Special Guest: Marshall Auerback – Institute for New Economic Thinking (INET)
FINANCIAL REPRESSION
“Financial Repression can be a fairly loaded word. I think you can say that anytime you have a central bank which is a monopoly of anything, which can establish a price, you can have repression. I am less concerned with the labels and more concerned with the fact that we have been in response to this unprecedented crisis, been increasingly undertaking exotic experiments on behalf of the central banks. Most notably Quantitative Easing. It has had the effect of repressing interest rates or keeping them low. This of course is great for borrowers, but has the unintended by-product of depriving people of income.”
A FLAWED SYSTEM
Financial Repression is an experiment that ” is flawed in terms of the economics behind it. I don’t think it does much to help elevate aggregate demand (spending power) and it turns out to be a large implicit subsidy for the financial sector.”
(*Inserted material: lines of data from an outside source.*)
PR #11640, opened 2023-07-10
[EMCAL-834] Checking active links per trigger

mfasDa:
For each trigger checking from which DDLs the
reconstruction received pages. If we don't receive
pages from all active links the page is discarded.

### DIFF
--- a/DataFormats/Detectors/EMCAL/include/DataFormatsEMCAL/ErrorTypeFEE.h
+++ b/DataFormats/Detectors/EMCAL/include/DataFormatsEMCAL/ErrorTypeFEE.h
@@ -57,6 +57,7 @@ class ErrorTypeFEE
     FIT_ERROR,         ///< Raw fit failed
     GEOMETRY_ERROR,    ///< Decoded position outside EMCAL
     GAIN_ERROR,        ///< Error due to gain type
+    LINK_ERROR,        ///< Error due to missing DDL links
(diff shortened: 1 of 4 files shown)


mfasDa:
Re-introducing commit reverted in https://github.com/AliceO2Group/AliceO2/pull/11266. We will need this commit in order to drop timeframes where not all links are present, leading to inconsistent data.

Indeed there might be a prroblem with synthetic data, in case there are no pages created for links where we don't have data (@shahor02) - i this case the link checker is indeed supposed to fail. We might need to force writing empty pages in case of simulated raw data.

The crash reported by David points to a check for non-0 range in the framework:
```
[3679048:calib-emcalchannel-badchannel]: [09:44:47][FATAL] Unhandled o2::framework::runtime_error reached the top of main of o2-calibration-emcal-channel-calib-workflow, device shutting down. Reason: deque::_M_range_check: __n (which is 0)>= this->size() (which is 0)
```
In this case the crash would also appear for true positives since in such cases we send emtpy vectors and would not pass the range check (@ktf). The framework must support also empty containers for such cases.

mfasDa:
I adapted the code in a way that it can be switched off via a config option and by default is switched off in case of simulated raw data. Like this it should be safe for running on synthetic raw.

mfasDa:
Slight modification: Task now sending a raw data error to the QC for each missing link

“As far as I am concerned we are already over-financed as an economy and do too much for the banks anyway. It is really a fundamentally mistaken policy approach!”
TRENDS SINCE THE FINANCIAL CRISIS
“We have had three rounds of Quantitative Easing by the Fed, we have undertaken similar policies in Japan and more recently in Europe. If you look at the impact it has been rather minimal! The Japanese economy is still pretty stagnant. The US is growing but I believe that has less to do with QE and more to do with the fact that we had a fairly robust fiscal policy response after the crisis in 2009. Likewise in Europe we have been mired in depression like numbers which is worse than anything we had in the 1930s. It hasn’t worked but we keep trying it.”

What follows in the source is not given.